Osman Aydoğan


Parasız Yatılı


´´Parasız Yatılı´´ Füruzan´ın 1971 yılında yayınlanmış bir öykü kitabının adıydı. (Yapı Kredi yayınları, İstanbul, 2006) Kitabın her aklıma gelişinde, kitabı vitrinlerde her görüşümde benim de 1972 yılında başladığım parasız yatılı (eskilerin deyimi ile ´´leyli meccani´´) günlerim aklıma gelirdi. Okulda ilk günlerde, birinci sınıfta, yeni binada, köşelerde, kuytularda, bucaklarda, kenarlarda usul usul, sessiz sessiz, için için, hıçkırık hıçkırık, ağlayan arkadaşlarım vardı hatırladığım.

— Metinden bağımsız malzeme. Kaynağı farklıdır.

PR #3201, opened 2025-02-05
Update to mypy 1.15

tjstum:
In https://github.com/python/typeshed/pull/13372, the type of the stdlib's `socket.getaddrinfo` was updated to add a union member for cases where Python was compiled with `--disable-ipv6`. This causes custom resolvers that use the stdlib function to fail mypy

This is probably going to (mypy) break everyone's custom `HostnameResolver`, since the parent type is changing

### DIFF
--- a/.pre-commit-config.yaml
+++ b/.pre-commit-config.yaml
@@ -35,6 +35,7 @@ repos:
     hooks:
       - id: codespell
         additional_dependencies:
+          # tomli needed on 3.10. tomllib is available in stdlib on 3.11+
           - tomli
   - repo: https://github.com/crate-ci/typos
     rev: typos-dict-v0.12.4
--- a/.pre-commit-config.yaml
+++ b/.pre-commit-config.yaml
@@ -34,6 +34,8 @@ repos:
     rev: v2.4.1
     hooks:
       - id: codespell
+        additional_dependencies:
+          - tomli
   - repo: https://github.com/crate-ci/typos
     rev: typos-dict-v0.12.4
     hooks:
--- a/newsfragments/3201.misc.rst
+++ b/newsfragments/3201.misc.rst
@@ -3,3 +3,8 @@ match that of the stdlib `socket.getaddrinfo`, which was updated in mypy 1.15 (v
 a typeshed update) to include the possibility of ``tuple[int, bytes]`` for the
 ``sockaddr`` field of the result. This happens in situations where Python was compiled
 with ``--disable-ipv6``.
+
+Additionally, when using mypy 1.15, the static typing of
+:func:`trio.to_thread.run_sync`, :func:`trio.from_thread.run` and
+:func:`trio.from_thread.run_sync` has been improved and should reflect the underlying
+function being run.
--- a/newsfragments/3201.misc.rst
+++ b/newsfragments/3201.misc.rst
@@ -1,0 +1,5 @@
+The typing of :func:`trio.abc.HostnameResolver.getaddrinfo` has been corrected to
+match that of the stdlib `socket.getaddrinfo`, which was updated in mypy 1.15 (via
+a typeshed update) to include the possibility of ``tuple[int, bytes]`` for the
+``sockaddr`` field of the result. This happens in situations where Python was compiled
+with ``--disable-ipv6``.
--- a/newsfragments/3201.misc.rst
+++ b/newsfragments/3201.misc.rst
@@ -4,7 +4,6 @@ a typeshed update) to include the possibility of ``tuple[int, bytes]`` for the
 ``sockaddr`` field of the result. This happens in situations where Python was compiled
 with ``--disable-ipv6``.
 
-Additionally, when using mypy 1.15, the static typing of
-:func:`trio.to_thread.run_sync`, :func:`trio.from_thread.run` and
-:func:`trio.from_thread.run_sync` has been improved and should reflect the underlying
-function being run.
+Additionally, the static typing of :func:`trio.to_thread.run_sync`,
+:func:`trio.from_thread.run` and :func:`trio.from_thread.run_sync` has been
+improved and should reflect the underlying function being run.
--- a/src/trio/_core/_instrumentation.py
+++ b/src/trio/_core/_instrumentation.py
@@ -10,17 +10,14 @@ from .._abc import Instrument
 INSTRUMENT_LOGGER = logging.getLogger("trio.abc.Instrument")
 
 if TYPE_CHECKING:
-    from collections.abc import Callable, Sequence
+    from collections.abc import Sequence
 
-    from typing_extensions import ParamSpec
-
-    P = ParamSpec("P")
     T = TypeVar("T")
 
 
 # Decorator to mark methods public. This does nothing by itself, but
 # trio/_tools/gen_exports.py looks for it.
-def _public(fn: Callable[P, T]) -> Callable[P, T]:
+def _public(fn: T) -> T:
     return fn
 
 
--- a/src/trio/_core/_instrumentation.py
+++ b/src/trio/_core/_instrumentation.py
@@ -2,23 +2,25 @@ from __future__ import annotations
 
 import logging
 import types
-from collections.abc import Callable, Sequence
-from typing import TypeVar
+from typing import TYPE_CHECKING, TypeVar
 
 from .._abc import Instrument
 
 # Used to log exceptions in instruments
 INSTRUMENT_LOGGER = logging.getLogger("trio.abc.Instrument")
 
+if TYPE_CHECKING:
+    from collections.abc import Callable, Sequence
 
-# Explicit "Any" is not allowed
-F = TypeVar("F", bound=Callable[..., object])  # type: ignore[misc]
+    from typing_extensions import ParamSpec
+
+    P = ParamSpec("P")
+    T = TypeVar("T")
 
 
 # Decorator to mark methods public. This does nothing by itself, but
 # trio/_tools/gen_exports.py looks for it.
-# Explicit "Any" is not allowed
-def _public(fn: F) -> F:  # type: ignore[misc]
+def _public(fn: Callable[P, T]) -> Callable[P, T]:
     return fn
 
 
--- a/src/trio/_core/_run.py
+++ b/src/trio/_core/_run.py
@@ -7,7 +7,6 @@ import itertools
 import random
 import select
 import sys
-import types
 import warnings
 from collections import deque
 from contextlib import AbstractAsyncContextManager, contextmanager, suppress
@@ -58,6 +57,7 @@ if sys.version_info < (3, 11):
 
 if TYPE_CHECKING:
     import contextvars
+    import types
     from collections.abc import (
         Awaitable,
         Callable,
@@ -1886,8 +1886,7 @@ class Runner:  # type: ignore[explicit-any]
                 return await orig_coro
 
             coro = python_wrapper(coro)
-        assert isinstance(coro, types.CoroutineType)
-        assert coro.cr_frame is not None, "Coroutine frame should exist"
+        assert coro.cr_frame is not None, "Coroutine frame should exist"  # type: ignore[attr-defined]
 
         ######
         # Set up the Task object
--- a/src/trio/_core/_run.py
+++ b/src/trio/_core/_run.py
@@ -61,7 +61,6 @@ if TYPE_CHECKING:
     from collections.abc import (
         Awaitable,
         Callable,
-        Coroutine,
         Generator,
         Iterator,
         Sequence,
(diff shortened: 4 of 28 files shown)


A5rocks:
I guess this PR should be more generally "update to mypy 1.15"...

tjstum:
OK, I'll take a look at the other typing changes needed for 1.15 as well

jakkdl:
looks like we need to replace a lot of `type: ignore[misc]` with `type: ignore[explicit-any]`

src/trio/_core/_run.py
```diff
@@ -1895,7 +1886,7 @@ async def python_wrapper(orig_coro: Awaitable[RetT]) -> RetT:
                 return await orig_coro
 
             coro = python_wrapper(coro)
-        assert coro.cr_frame is not None, "Coroutine frame should exist"
+        assert coro.cr_frame is not None, "Coroutine frame should exist"  # type: ignore[attr-defined]
```
A5rocks, line 1889: You could add an `assert isinstance(coro, types.CoroutineType)` above this to remove this type ignore

src/trio/_core/_tests/test_asyncgen.py
```diff
@@ -68,20 +71,20 @@ async def async_main() -> None:
         # No problems saving the geniter when using either of these patterns
         aiter_ = example("exhausted 3")
         try:
-            saved.append(aiter_)
+            saved.append(cast("AGT", aiter_))
```
A5rocks, line 74: IMO an `isinstance` check later is better than a `cast` here.

... I assume `example` can't return `AsyncGeneratorType[int, None]`?

src/trio/_file_io.py
```diff
@@ -428,7 +428,7 @@ async def open_file(
 
 
 @overload
-async def open_file(  # type: ignore[misc]  # Any usage matches builtins.open().
+async def open_file(  # type: ignore[explicit-any,misc]  # Any usage matches builtins.open().
```
A5rocks, line 431:
```suggestion
async def open_file(  # type: ignore[explicit-any, misc]  # Any usage matches builtins.open().
```
(nitpick of course)

src/trio/_tests/test_socket.py
```diff
@@ -186,7 +186,10 @@ def interesting_fields(
         ) -> tuple[
             AddressFamily,
             SocketKind,
-            tuple[str, int] | tuple[str, int, int] | tuple[str, int, int, int],
+            tuple[str, int]
+            | tuple[str, int, int]
```
A5rocks, line 190: Actually I don't think this `tuple[str, int, int]` is necessary?

src/trio/_tests/test_socket.py
```diff
@@ -198,7 +201,10 @@ def filtered(
             tuple[
                 AddressFamily,
                 SocketKind,
-                tuple[str, int] | tuple[str, int, int] | tuple[str, int, int, int],
+                tuple[str, int]
+                | tuple[str, int, int]
```
A5rocks, line 205: If above `tuple[str, int, int]` is unnecessary then so is this.

src/trio/_threads.py
```diff
@@ -252,9 +254,9 @@ def run_in_system_nursery(self, token: TrioToken) -> None:
 
 
 @enable_ki_protection  # Decorator used on function with Coroutine[Any, Any, RetT]
```
A5rocks, line 256: I assume this comment was just wrong and can be removed? (It reads like explaining the `# type: ignore[misc]`)

A5rocks (commented):
I actually just was looking at doing this and thinking through what I would prefer, but I actually prefer the choices you made here (e.g. pushing up the `CoroutineType` change rather than littering code with `assert isinstance(task.coro, CoroutineType)`)

A couple comments, but most are very nitpicky so feel free to ignore.

src/trio/_core/_tests/test_asyncgen.py
tjstum: > `example` can't return `AsyncGeneratorType[int, None]`?

Nope! You get a different mypy error:
`trio/_core/_tests/test_asyncgen.py:22: error: The return type of an async generator function should be "AsyncGenerator" or one of its supertypes  [misc]`

> an `isinstance` check later

I tried this and got an error, but upon trying again, I no longer get an error. Not sure what happened the first time. Thanks!

src/trio/_tests/test_socket.py
tjstum: Indeed, thanks!

src/trio/_threads.py
tjstum: Yeah, wasn't 100% clear at first, but I think you're right

.pre-commit-config.yaml
```diff
@@ -34,6 +34,8 @@ repos:
     rev: v2.4.1
     hooks:
       - id: codespell
+        additional_dependencies:
+          - tomli
```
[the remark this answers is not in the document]
A5rocks: Well I have Python 3.13 locally and so maybe it uses `tomllib` (3.11+) instead? Wouldn't be surprised if it's just a variant of that for everyone ... or they just don't run pre-commit.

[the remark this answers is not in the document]
tjstum: Yeah, I'm using 3.10 in the venv I do trio work in.

src/trio/_core/_run.py
A5rocks: Hm, good point on not wanting `assert` in `_core`. I'm pretty sure this will be traced to a `nursery.start_soon`? Might be good to check this doesn't cause an internal error.

src/trio/_threads.py
```diff
@@ -206,9 +209,8 @@ def in_trio_thread() -> None:
 
 
 @attrs.frozen(eq=False, slots=False)
-# Explicit .../"Any" is not allowed
-class RunSync(Generic[RetT]):  # type: ignore[misc]
-    fn: Callable[..., RetT]  # type: ignore[misc]
+class RunSync(Generic[RetT]):  # type: ignore[explicit-any]
+    fn: Callable[..., RetT]  # type: ignore[explicit-any]
```
Hnasar, line 213: can you use `Unpack[Ts]` here too?

newsfragments/3201.misc.rst
```diff
@@ -0,0 +1,5 @@
+The typing of :func:`trio.abc.HostnameResolver.getaddrinfo` has been corrected to
+match that of the stdlib `socket.getaddrinfo`, which was updated in mypy 1.15 (via
+a typeshed update) to include the possibility of ``tuple[int, bytes]`` for the
+``sockaddr`` field of the result. This happens in situations where Python was compiled
+with ``--disable-ipv6``.
```
Hnasar, line 5: It's probably worth calling out the improved typing around `to_thread`/`from_thread` functions too.

Hnasar (approved):
Superb!

.pre-commit-config.yaml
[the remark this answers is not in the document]
CoolCat467: I've been meaning to add this for quite some time, thanks for catching this!

src/trio/_core/_instrumentation.py
```diff
@@ -2,23 +2,25 @@
...
+
+    P = ParamSpec("P")
+    T = TypeVar("T")
 
 
 # Decorator to mark methods public. This does nothing by itself, but
 # trio/_tools/gen_exports.py looks for it.
-# Explicit "Any" is not allowed
-def _public(fn: F) -> F:  # type: ignore[misc]
+def _public(fn: Callable[P, T]) -> Callable[P, T]:
```
TeamSpen210, line 23: This should not be `ParamSpec`. There's a subtle difference between this and a callable-bound `TypeVar` - `ParamSpec` can't capture an overload since the return type might change, but the typevar form preserves it, so it would be passed through unchanged.

TeamSpen210 (changes requested):
Not sure if any `@_public` users have overloads, but if so:

.pre-commit-config.yaml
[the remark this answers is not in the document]
jakkdl: add a comment `# required on python 3.10` so it can be cleaned up later / doesn't get removed on accident

src/trio/_core/_tests/test_ki.py
```diff
@@ -165,7 +165,7 @@ def protected_manager() -> Iterator[None]:
 async def test_async_generator_agen_protection() -> None:
     @_core.enable_ki_protection
     @async_generator  # type: ignore[misc] # untyped generator
-    async def agen_protected1() -> None:
+    async def agen_protected1() -> None:  # type: ignore[misc] # untyped generator
```
jakkdl, line 168: huh, I'm surprised we need this on both L167 and L168

jakkdl (commented):
unclear if we should even bother keeping the `async_generator` stuff at all - see https://github.com/python-trio/async_generator/issues/35

src/trio/_core/_instrumentation.py
tjstum: I looked at all the uses of `@_public`. There are no overloaded functions.

src/trio/_core/_tests/test_ki.py
tjstum: Yeah, but it is indeed needed :-/

src/trio/_core/_run.py
tjstum: This actually breaks on Cython, so I'm putting it back to a type ignore

src/trio/_threads.py
tjstum: No. `Unpack` is only valid in function definitions and specifically requires it to be in a variadic argument.

newsfragments/3201.misc.rst
```diff
@@ -0,0 +1,10 @@
...
+
+Additionally, when using mypy 1.15, the static typing of
```
A5rocks, line 7: I don't think this is restricted to mypy 1.15.

A5rocks (approved):
The changes here make sense to me!

src/trio/_core/_instrumentation.py
CoolCat467: I think the focus is that there could be in the future

src/trio/_core/_run.py
```diff
@@ -1404,10 +1402,9 @@ def __del__(self) -> None:
 
 @final
 @attrs.define(eq=False, repr=False)
-class Task(metaclass=NoPublicConstructor):  # type: ignore[misc]
+class Task(metaclass=NoPublicConstructor):  # type: ignore[explicit-any]
     _parent_nursery: Nursery | None
-    # Explicit "Any" is not allowed
-    coro: Coroutine[Any, Outcome[object], Any]  # type: ignore[misc]
+    coro: types.CoroutineType[Any, Outcome[object], Any]  # type: ignore[explicit-any]
```
CoolCat467, line 1407: Curious why this needs to be `types.CoroutineType` and not just `collections.abc.Coroutine`

src/trio/_tests/test_subprocess.py
```diff
@@ -95,8 +95,8 @@ async def open_process_then_kill(
         await proc.wait()
 
 
-@asynccontextmanager  # type: ignore[misc]  # Any in decorated
-async def run_process_in_nursery(
+@asynccontextmanager
+async def run_process_in_nursery(  # type: ignore[misc, explicit-any]
```
CoolCat467, line 99: What is the `misc` here for?

src/trio/_core/_run.py
A5rocks: Because asyncio.iscoroutine is a type guard for Coroutine and it can pass things that aren't CoroutineType. At least on Python <3.11 and probably later.

(I mean more generally the Coroutine abc doesn't require the cr_frame etc attributes but that's a circular argument.)

CoolCat467 (commented):
Looks good other than a few things I had questions about

src/trio/_tests/test_subprocess.py
tjstum: Without it:
```
trio/_tests/test_subprocess.py:99: error: Type of decorated function contains type "Any" ("Callable[[VarArg(Any), KwArg(Any)], _AsyncGeneratorContextManager[Process, None]]")  [misc]
```

src/trio/_core/_instrumentation.py
tjstum: Sure. Seems easy enough to deal with it then :-)

CoolCat467 (approved):

src/trio/_core/_instrumentation.py
TeamSpen210: Maybe, but there's no real cost to doing it correctly now, and prevents a confusing issue coming up later?

TeamSpen210 (approved):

Sessizdi ağlamaları ama çığlık çığlığa idi yüzleri, pınar pınardı gözleri, şırıl şırıldı gözyaşları.... Koğuşlarda, yat saatinde, boğaz vapurlarının projektörlerinin ışıkları koğuş duvarlarında bir kedi gibi usul usul gezinirken, peşine takıp takıp, deriin derin uykulara götürürdü beni... Rüyalarda, okulun hemen arkasındaki tepeleri aşıp, koşa koşa, uça uça, dağları, bayırları, yolları aşa aşa Jorge Amado´nun ?´insanın anayurdu çocukluğudur´´ dediği gibi anayurdum olan çocukluğumun geçtiği memleketime, evimize, anneme, babama, kardeşlerime giderdim... Boğaz´da yankılanan buuup buuuppp vapur sesleri, sabahları kalk borusundan çoook çoook önceleri uyandırırdı beni... Pencerelerden bakarken Boğaz´a, beyaz beyaz bir kuğu gibi geçerken o vapurlar, o koca koca, o uzun uzun gemiler, alıp alıp götürürdü beni hiiiç bilmediğim yerlere, diyarlara, memleketlere... Memlekette kalan platonik aşkımın, bir çift kapkara hançerin simsiyah uçları gibi gözleri, andıkça, hatırladıkça, bir bıçak gibi saplanırdı kalbime, bir mıh gibi çakılırdı beynime, bir sonbahar hüznü gibi dolardı gönlüme... Hafta sonunda akşam vakti, okula dönüş zamanı, Üsküdar Camii yanındaki durakta Leyland marka İETT otobüsünü beklerken; kış günü lapa lapa yağan karlar, araba farları, sokak lambaları altında, karşıda Barbaros Bulvarı´nda yukarı çıkan araçların tarçınlı akide şekeri misali stop lambaları puslu puslu yanarken, patlayan kestaneler, mısırlar, satıcı sesleri, vapur sesleri, ezan sesleri, martı sesleri, insan sesleri arasında sıram geldiği halde sıradan çıkarak tekrar tekrar sıraya girerdim o muhteşem tabloyu seyre devam etmek, o büyük pastoral senfoniyi (*) bitirmemek için.... (*) Pastoral Senfoni, Andrea Gide, L&M Yayıncılık, 2006 (Anı ile ilgisi olmayan bir kitap, sadece kitabın adını anımsattığı için.)